*** Opening Given entries ***
PR #874, opened 2025-08-07
Simplify IC reference file logging config

jeancochrane:
This PR adds a few suggestions on top of https://github.com/ccao-data/data-architecture/pull/860 to improve remote logging for the IC reference file export script. Python logging is annoying and confusing but I think with these changes we'll be in good shape.

See the log stream for today for the three example scenarios I tested (script completes successfully, script encounters an error with a message, script encounters an error without a message).

### DIFF
--- a/dbt/scripts/export_models.py
+++ b/dbt/scripts/export_models.py
@@ -92,9 +92,9 @@ if __name__ == "__main__":
         log_group_name=args.log_to_cloudwatch_group,
     )
 
-    logger.info("Starting model export")
-
     try:
+        logger.info("Starting model export")
+
         export_models(
             args.target,
             args.select,
@@ -107,12 +107,8 @@ if __name__ == "__main__":
         logger.info("Export completed successfully.")
 
     except Exception as e:
-        # The CloudWatch log handler does not include "ERROR - " at the
-        # beginning of log lines, so we need to preface the message with
-        # "ERROR - " to trigger alarms.
-        logger.error(f"ERROR - {e}")
-
-        # Suppress the error if we're uploading to Cloudwatch so that we can
-        # perform cleanup below, but otherwise, raise the error
-        if args.log_to_cloudwatch_group is None:
-            raise
+        logger.error(
+            str(e) or f"{type(e).__name__} raised with no message",
+            exc_info=True,
+        )
+        raise
--- a/dbt/scripts/utils/helpers.py
+++ b/dbt/scripts/utils/helpers.py
@@ -28,14 +28,25 @@ def create_logger(
     if log_file_path is not None and os.path.exists(log_file_path):
         os.remove(log_file_path)
 
-    # Create and start the default stream logger
-    logging.basicConfig(
-        level=logging.INFO,
-        format="%(asctime)s - %(levelname)s - %(message)s",
-        datefmt="%Y-%m-%d_%H:%M:%S.%f",
-        force=True,
+    formatter = logging.Formatter(
+        fmt="%(asctime)s.%(msecs)03d - %(levelname)s - %(message)s",
+        datefmt="%Y-%m-%d_%H:%M:%S",
     )
+
+    # Create logger and add custom handlers
     logger = logging.getLogger(name)
+    logger.setLevel(logging.INFO)
+    # Clear handlers in case we accidentally call this function multiple times
+    logger.handlers.clear()
+
+    # Always log to the console
+    stream_handler = logging.StreamHandler()
+    stream_handler.setFormatter(formatter)
+    logger.addHandler(stream_handler)
+
+    # Turn off log propagation to the root logger to avoid duplication with
+    # the stream handler
+    logger.propagate = False
 
     # Log to CloudWatch if desired
     if log_group_name is not None:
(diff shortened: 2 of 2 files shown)


dbt/scripts/export_models.py
```diff
@@ -92,9 +92,9 @@ def parse_args():
         log_group_name=args.log_to_cloudwatch_group,
     )
 
-    logger.info("Starting model export")
-
     try:
+        logger.info("Starting model export")
```
jeancochrane, line 96: I figure we might as well try to include as much as possible in the `try`/`except` block so we can catch and log as many errors as we can.

dbt/scripts/export_models.py
```diff
@@ -107,12 +107,8 @@ def parse_args():
         logger.info("Export completed successfully.")
 
     except Exception as e:
-        # The CloudWatch log handler does not include "ERROR - " at the
-        # beginning of log lines, so we need to preface the message with
-        # "ERROR - " to trigger alarms.
-        logger.error(f"ERROR - {e}")
```
jeancochrane, line 113: Now that we're pushing `levelname` to CloudWatch as part of all log messages (see comments below), everything that `logger.error()` pushes will include the string `ERROR`, so we no longer need to add it manually.

dbt/scripts/export_models.py
```diff
@@ -107,12 +107,8 @@ def parse_args():
...
-
-        # Suppress the error if we're uploading to Cloudwatch so that we can
-        # perform cleanup below, but otherwise, raise the error
-        if args.log_to_cloudwatch_group is None:
-            raise
+        logger.error(
+            str(e) or f"{type(e).__name__} raised with no message",
```
jeancochrane, line 111: The CloudWatch handler won't push a log line if it doesn't include a message, so we need to catch the case where there is no message to make sure all errors get pushed to CloudWatch. In the real world (i.e. outside of my testing) we should never encounter an unhandled exception with no error, but we might as well be extra defensive while we're here.

dbt/scripts/export_models.py
```diff
@@ -107,12 +107,8 @@ def parse_args():
...
+            exc_info=True,
```
jeancochrane, line 112: Setting [`exc_info=True`](https://docs.python.org/3/library/logging.html#logging.Logger.debug) ensures that we push tracebacks to our logs, which will help for debugging errors in the future.

dbt/scripts/export_models.py
```diff
@@ -107,12 +107,8 @@ def parse_args():
...
     except Exception as e:
-        # The CloudWatch log handler does not include "ERROR - " at the
-        # beginning of log lines, so we need to preface the message with
-        # "ERROR - " to trigger alarms.
-        logger.error(f"ERROR - {e}")
-
-        # Suppress the error if we're uploading to Cloudwatch so that we can
-        # perform cleanup below, but otherwise, raise the error
-        if args.log_to_cloudwatch_group is None:
-            raise
```
jeancochrane, line 118: We're no longer doing any special cleanup, so we don't need this conditional branch anymore, we can just ensure all callers `raise`.

dbt/scripts/utils/helpers.py
```diff
@@ -28,14 +28,25 @@ def create_logger(
     if log_file_path is not None and os.path.exists(log_file_path):
         os.remove(log_file_path)
 
-    # Create and start the default stream logger
-    logging.basicConfig(
-        level=logging.INFO,
-        format="%(asctime)s - %(levelname)s - %(message)s",
-        datefmt="%Y-%m-%d_%H:%M:%S.%f",
-        force=True,
```
jeancochrane, line 36: Something I learned while trying to figure out why the log `levelname` wasn't being included in CloudWatch: This `basicConfig` only applies to the root (default) handler, not to any handlers that you add to the logger later on. I decided to refactor to use an explicit `StreamHandler` just to make this clearer.

dbt/scripts/utils/helpers.py
```diff
@@ -28,14 +28,25 @@ def create_logger(
...
+    formatter = logging.Formatter(
+        fmt="%(asctime)s.%(msecs)03d - %(levelname)s - %(message)s",
+        datefmt="%Y-%m-%d_%H:%M:%S",
```
jeancochrane, line 33: Note a slight difference in the datetime format here: Python's logging module uses `strftime` under the hood, which does not support the `%f` microseconds directive. I pulled this alternative from [this SO answer](https://stackoverflow.com/a/31335874).

dbt/scripts/utils/helpers.py
```diff
@@ -45,10 +56,18 @@ def create_logger(
             log_group_name=log_group_name,
             stream_name=stream_name,
         )
+
+        # Don't push timestamps to CloudWatch, since CloudWatch adds its own
+        # timestamps
+        cw_handler.setFormatter(
+            logging.Formatter(fmt="%(levelname)s - %(message)s")
+        )
```
jeancochrane, line 64: Previously we had not been formatting the logs that we push to CloudWatch (or to the local file), which meant the log level name (like `INFO` or `ERROR) was not being included in the CloudWatch logs. This meant that we had to add the string `Error` manually during our error handling in order to trigger our metrics filter alarm. By adding this formatter to the CloudWatch log handler, we can ensure we always push the log level name, and avoid having to add a custom string to trigger the metrics filter alarm.

Note that we define a custom formatter here and skip the timestamp that we use in the stream and file handlers because CloudWatch adds its own timestamps to log lines.

wrridgeway (approved):
This is great. If I'm understanding correctly, other than even further simplifying the whole logging scripting, the primary issue this addresses in my PR is how the actual logs were being formatted and how level names were being excluded?

PR #875, opened 2025-08-07
Add SHAPs to `pinval.vw_assessment_card` so that we can compute feature weights

jeancochrane:
This PR adds SHAP values for all predictors to `pinval.vw_assessment_card` so that we can use them to compute feature weights to use for ranking features in the final reports.

In my first attempt at this PR, I computed the feature weights and rankings in SQL, which works but causes the query to increase from ~20s to ~10m in execution time. The SQL code was also quite confusing due to Athena's lack of first-class support for pivot/unpivot operations. Instead, I decided to refactor things so that the view just returns SHAPs, and leave it up to some simple pandas code in the report generation Python script in https://github.com/ccao-data/pinval/pull/113 to compute the weights and rankings.

Connects https://github.com/ccao-data/pinval/issues/86.

### DIFF
--- a/dbt/macros/all_predictors.sql
+++ b/dbt/macros/all_predictors.sql
@@ -10,7 +10,7 @@
 --
 -- If the `alias_prefix` parameter is set to a string, it will alias each
 -- predictor with the specified prefix prepended to the predictor name.
--- For example, `prefix='shap'` will return column aliases following the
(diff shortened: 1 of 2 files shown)


wagnerlmichael (approved):
Nice work, just left a couple questions/thoughts.

PR #879, opened 2025-08-18
ModVal data model tweaks ahead of full deploy

jeancochrane:
Companion PR to https://github.com/ccao-data/pinval/pull/121.

Complete list of changes:

- Computes `pinval.vw_assessment_card.combined_bldg_sf` for all PINs, regardless of multicard status
- Adds new field `pinval.vw_assessment_card.pred_pin_final_fmv_round_per_sqft` based on `combined_bldg_sf`, to use in displaying final estimates in units of $/SF
- Adds an exception to `pinval.vw_assessment_card.is_report_eligible` for one specific 2024 PIN that got values but no comps
- Ensures that `pinval.vw_assessment_card.meta_nbhd_code` is never null by coalescing it with `default.vw_pin_universe.nbhd_code` and adding a data integrity test
- Fixes a couple of errors in the `pinval.vars_dict` seed:
    - Adds missing row for `loc_env_airport_noise_dnl`
    - Removes trailing empty column
    - Removes extra set of double-quotes in `loc_env_airport_noise_dnl` and `prox_airport_dnl_total`
    - Removes description for `char_tp_dsgn`, which was not adding any information
    - Removed stray space in the string "OpenStreet Map" in the description for `prox_nearest_secondary_road_dist_ft`
- Adds new data test to confirm that the `pinval.vars_dict` seed documents all of the predictors in every instance of `pinval.vw_assessment_card.model_predictor_all_name`


dbt/models/pinval/schema.yml
```diff
@@ -126,7 +127,7 @@ models:
                 # There are a handful of known PINs that had the wrong class
                 # at modeling time, and so got a model value even though it
                 # should not have
-                error_if: ">29"
+                error_if: ">28"
```
jeancochrane, line 130: Previously this test was capturing the 2024 PIN that we are now manually setting to `is_report_eligible = false` (see above), so now we can drop the threshold to reflect that that particular PIN has been manually fixed.

wrridgeway (approved):
I don't see anything extraneous here.

Issue #862, opened 2025-07-25
re-add spatial.municipality data


Damonamajor:
# Data Onboarding

After filling out this issue template: onboard the data, close the issue, and add the necessary information to the department's [data catalog](https://gitlab.com/groups/ccao-data-science---modeling/-/wikis/Data/data_catalog.xlsx).

### Description

As found in https://github.com/ccao-data/enterprise-intelligence/issues/297, we are going to revert cook_municipality data to ensure that municipal file is accurate

### Origin

- [ ] Internal

spatial.municipality

PR #880, opened 2025-08-18
Add combined_municipality to location_fill

Damonamajor:
Follow-up for https://github.com/ccao-data/data-architecture/issues/862

### DIFF
--- a/dbt/models/location/location.vw_pin10_location.sql
+++ b/dbt/models/location/location.vw_pin10_location.sql
@@ -92,7 +92,7 @@ SELECT
             THEN tax.tax_municipality_name
 
         -- tax is NULL; if cook contains UNINCORPORATED -> empty array
-        WHEN political.cook_municipality_name IS NOT NULL
+        WHEN tax.tax_municipality_name IS NULL
             AND political.cook_municipality_name = 'UNINCORPORATED'
             THEN CAST(ARRAY[] AS ARRAY<VARCHAR>)
 


wrridgeway (approved):
Great work. I did some tests that suggest everything is working as intended:

```
select pin10,
	year
from z_ci_add_combined_municipality_to_pin10_fill_location.vw_pin10_location_fill
where combined_municipality_name != tax_municipality_name
	and array_join(combined_municipality_name, ', ') != cook_municipality_name
```

```
select pin10,
	year
from z_ci_add_combined_municipality_to_pin10_fill_location.vw_pin10_location_fill
where combined_municipality_name is null
	and (
		tax_municipality_name is not null
		or cook_municipality_name is not null
	)
```

We may want to look into whether we need to join on the crosswalk for each `cook_` column rather than just do it once.

dbt/models/location/location.vw_pin10_location.sql
```diff
@@ -93,8 +93,7 @@ SELECT
 
         -- tax is NULL; if cook contains UNINCORPORATED -> empty array
         WHEN political.cook_municipality_name IS NOT NULL
```
Damonamajor, line 95: Do we need to explicetely state that tax is NULL here?

wrridgeway: I don't think so, no. Go ahead and update it and we'll double-check everything is still working as intended.

Damonamajor: I think it's just for code clarity if we want it. I added it in and ran the following with no differences
```

SELECT 
    COALESCE(a.pin10, b.pin10)    AS pin10,
    COALESCE(a.year, b.year)      AS year,
    a.combined_municipality_name  AS combined_muni_dev,
    b.combined_municipality_name  AS combined_muni_loc
FROM z_dev_damajor_location.vw_pin10_location a
FULL OUTER JOIN location.vw_pin10_location b
    ON a.pin10 = b.pin10
   AND a.year  = b.year
WHERE a.combined_municipality_name IS DISTINCT FROM b.combined_municipality_name
ORDER BY pin10, year;

```

Issue #878, opened 2025-08-15
Remove negative `asmt` values test for unused column on `asmt` table (`val48`)


jeancochrane:
Res Val says they don't need QC tests or workbooks for negative values in `asmt.tot48` anymore anymore, since they refer to fields that are not used in CCAO processes. As such, we can strip out the following models and tests:

- Delete test `qc_vw_neg_asmt_value_val48_gte_0`:

https://github.com/ccao-data/data-architecture/blob/8ba5d15a724cabfb423a44af34919e5845e6a7da/dbt/models/qc/schema.yml#L860-L867

- Get rid of `val48` from `qc.vw_report_town_close_neg_asmt_value` model:

https://github.com/ccao-data/data-architecture/blob/8ba5d15a724cabfb423a44af34919e5845e6a7da/dbt/models/qc/qc.vw_report_town_close_neg_asmt_value.sql#L6

PR #883, opened 2025-08-20
Remove `val48` tests from negative `asmt` value QC workbooks

jeancochrane:
This PR edits a few QC views and removes a test to reflect the fact that Res Val doesn't want to test the `asmt.val48` field anymore because it is not used by the CCAO.

Closes https://github.com/ccao-data/data-architecture/issues/878.


wrridgeway (approved):
RIP val48.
*** Closing Given entries ***
#### [Work to complete]
The lines in the entries above that carry the word "want" must be copied.

#### [Problem solution]
We may want to look into whether we need to join on the crosswalk for each `cook_` column rather than just do it once.
Damonamajor: I think it's just for code clarity if we want it. I added it in and ran the following with no differences
This PR edits a few QC views and removes a test to reflect the fact that Res Val doesn't want to test the `asmt.val48` field anymore because it is not used by the CCAO.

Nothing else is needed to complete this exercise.